The National Shooting Sports Foundation (NSSF), the trade association for the firearms industry, has joined with 54 county sheriffs, Magpul Industries, the Colorado Outfitters Association, several firearms retailers, disabled individuals and other parties in a federal lawsuit brought today in the United States District Court for the District of Colorado in what is a broad-based challenge to Colorado’s recently enacted gun-control laws.
“In addition to Constitutional infringements and unenforceable requirements regarding magazine capacity, as the sheriffs have pointed out, we believe it will be impossible for citizens to comply with mandated firearms ‘transfers’ through federally licensed retailers,” said Lawrence G. Keane, NSSF Senior Vice President and General Counsel. “Colorado’s federally-licensed firearms retailers are being asked to process these transfers as if they were selling from their own inventory and to monitor both seller and buyer through a state-administered check process that can take hours or even days. They will not be able to recoup the actual cost of providing the service, which is capped at $10, but they will be liable for paperwork errors and subject to license revocation. Not surprisingly, we expect few, if any licensed retailers will step forward to provide this service.”
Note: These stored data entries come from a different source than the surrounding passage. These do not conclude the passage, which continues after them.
PR #14, opened 2025-11-10
Add conformance tests for SEP-1034 elicitation defaults

felixweinberger:
Adds conformance tests for [SEP-1034](https://github.com/modelcontextprotocol/modelcontextprotocol/issues/1034), which extends MCP elicitation support to include default values for all JSON Schema primitive types.

## Motivation and Context
[SEP-1034](https://github.com/modelcontextprotocol/modelcontextprotocol/issues/1034) extends elicitation default value support beyond booleans to all primitive types (string, integer, number, enum). This PR adds conformance tests to validate this functionality.

## How Has This Been Tested?
All 5 conformance checks pass against the TypeScript reference server implementation.

CleanShot 2025-11-10 at 15 54 27

## Breaking Changes
None.

## Types of changes
- [ ] Documentation update

## Checklist

### DIFF
--- a/examples/servers/typescript/everything-server.ts
+++ b/examples/servers/typescript/everything-server.ts
@@ -396,6 +396,82 @@ function createMcpServer() {
     }
   );
 
+  // SEP-1034: Elicitation with default values for all primitive types
+  mcpServer.registerTool(
+    'test_elicitation_sep1034_defaults',
+    {
+      description: 'Tests elicitation with default values per SEP-1034',
+      inputSchema: {}
+    },
+    async () => {
+      try {
+        // Request user input with default values for all primitive types
+        const result = await mcpServer.server.request(
+          {
+            method: 'elicitation/create',
+            params: {
+              message: 'Please review and update the form fields with defaults',
+              requestedSchema: {
+                type: 'object',
+                properties: {
+                  name: {
+                    type: 'string',
+                    description: 'User name',
+                    default: 'John Doe'
+                  },
+                  age: {
+                    type: 'integer',
+                    description: 'User age',
+                    default: 30
+                  },
+                  score: {
+                    type: 'number',
+                    description: 'User score',
+                    default: 95.5
+                  },
+                  status: {
+                    type: 'string',
+                    description: 'User status',
+                    enum: ['active', 'inactive', 'pending'],
+                    default: 'active'
+                  },
+                  verified: {
+                    type: 'boolean',
+                    description: 'Verification status',
+                    default: true
+                  }
+                },
+                required: []
+              }
+            }
+          },
+          z
+            .object({ method: z.literal('elicitation/create') })
+            .passthrough() as any
+        );
+
+        const elicitResult = result as any;
+        return {
+          content: [
+            {
+              type: 'text',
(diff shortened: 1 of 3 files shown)


examples/servers/typescript/everything-server.ts
```diff
@@ -396,6 +396,82 @@ function createMcpServer() {
     }
   );
 
+  // SEP-1034: Elicitation with default values for all primitive types
+  mcpServer.registerTool(
+    'test_elicitation_sep1034_defaults',
```
felixweinberger, line 401: we'll probably want to start thinking about some modularity pattern soon if many SEPs mean we need to add additional tools / tests.

What we could do for example is to have the everything-server top level stay the same, but then have folders per SEP. If a tool, resource, etc. is used for a specific SEP's conformance test, that could be a sub-folder in everything-server instead of making this a 10k line long file.

Probably premature right now and we can do such a refactoring later, but just floating it now in case anyone has a cleverer idea.

pcarleton: yea good call. agreed on both, that we'll want to break it up, and that we can always break it up at the point it gets annoying since we'll have a better idea of how to do it well.

One other thing in that bucket is whether/how we want to communicate things like tool names.  e.g. an issue came up with someone wanting to test a gateway, but the gateway prefixes all the tool names.  Would be great to be able to easily tweak the test behavior to accommodate that type of thing, but I want to get a better feel for the normal development flow before we commit on how we'll accommodate more niche things.

src/scenarios/server/elicitation-defaults.ts
```diff
@@ -0,0 +1,293 @@
...
+        if (!('default' in properties.name)) {
+          stringErrors.push('Missing default field');
+        } else if (properties.name.default !== 'John Doe') {
+          stringErrors.push(
+            `Expected default "John Doe", got "${properties.name.default}"`
+          );
+        }
+      }
+
+      checks.push({
```
pcarleton, line 85: at first look, this and below seems super repetitive, but I think it's fine and probably easier to follow this way, and also easier to CTRL-F for the failing test.

I think we'll want to write some scenario "best practices", and this could be a good candidate (i.e. optimize for Ctrl+F on the slug).

Another one that could use some attention is how to do a check for an expected but missing call.  I do it kind of jankily in a few places, and think there's probably a good pattern we can do. just mentioning to keep in mind.

examples/servers/typescript/everything-server.ts
ihrpr: @felixweinberger  Can we add this tool requiremets to https://github.com/modelcontextprotocol/conformance/blob/main/SERVER_REQUIREMENTS.md?

felixweinberger: I'll add a follow-up

paoloricciuti:
I also commented on discord but this revealed a bug in the official typescript sdk: the elicitation is expecting a type of type string for enums but that's wrong per spec

https://json-schema.org/understanding-json-schema/reference/enum

I'm gonna open a PR to fix that but then we should figure out what to do here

“For this reason and the many others detailed in our joint action with our fellow plaintiffs, these laws need to be struck down,” Keane said.
The firearms retailers bringing suit are: 2nd Amendment Gunsmith & Shooting Supply, Loveland; Goods for the Woods, Durango; Grand Prix Guns, Littleton; Green Mountain Guns, Lakewood; Jensen Arms, Loveland; Jerry’s Outdoor Sports, Grand Junction; Rocky Mountain Shooters Supply, Fort Collins; and Specialty Sports & Supply, Colorado Springs.